Issue #4118, opened 2023-09-07
Assertion failed for code that works once compiled to JS


garysassano:
#### app.w
```
let j = Json { hello: 123, world: [1, 2, 3] };
assert(Json.values(j) == [Json 123, Json [1, 2, 3]]);
```
I run this command:
```sh
wing compile app.w
```

### This happened:

```
ERROR: assertion failed: Json.values(j) == [Json 123, Json [1, 2, 3]]

target/app2.wsim.961063.tmp/.wing/preflight.js:9
       super(scope, id);
       const j = ({"hello": 123,"world": [1, 2, 3]});
>>     {((cond) => {if (!cond) throw new Error("assertion failed: Json.values(j) == [Json 123, Json [1, 2, 3]]")})((((a,b) => { try { return require('assert').deepStrictEqual(a,b) === undefined; } catch { return false; } })((Object.values(j)),[123, [1, 2, 3]])))};
     }
   }
```

### I expected this:

I expected Wing assertion to work, because the compiled JS code doesn't throw any error when pasted into Node.js REPL.

#### preflight.js
```
const j = ({"hello": 123,"world": [1, 2, 3]});
{((cond) => {if (!cond) throw new Error("assertion failed: Json.values(j) == [Json 123, Json [1, 2, 3]]")})((((a,b) => { try { return require('assert').deepStrictEqual(a,b) === undefined; } catch { return false; } })((Object.values(j)),[123, [1, 2, 3]])))};
```

### Component

Compiler

### Community Notes

* Please vote by adding a 👍 reaction to the issue to help us prioritize.
* If you are interested to work on this issue, please leave a comment.

garysassano:
Found about this with @hasanaburayyan while doing some tests.

ekeren:
@Chriscbr FYI

Chriscbr:
It appears to be an issue with how Object.values and equality behave in a VM:

```
let code = `
const j = ({});
require('assert').deepStrictEqual(Object.values(j), []);

`

let vm = require("vm").runInNewContext(code, {
    require: require,
    // Object
});
console.log(vm);

```

ekeren:
I don't think it ever worked

Chriscbr:
I updated the example in my code above -- it's quite interesting that `{}.constructor.prototype === Object.prototype` works outside of the VM but not inside it.

[...]

PR #4336, opened 2023-09-29
feat(sdk): adding std.Map tests

WeepingClown13:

::::

### DESCRIPTION OF THE TASK
Copy out every line of the listing that includes the string "world".

### ANSWER BOX
let j = Json { hello: 123, world: [1, 2, 3] };
       const j = ({"hello": 123,"world": [1, 2, 3]});
const j = ({"hello": 123,"world": [1, 2, 3]});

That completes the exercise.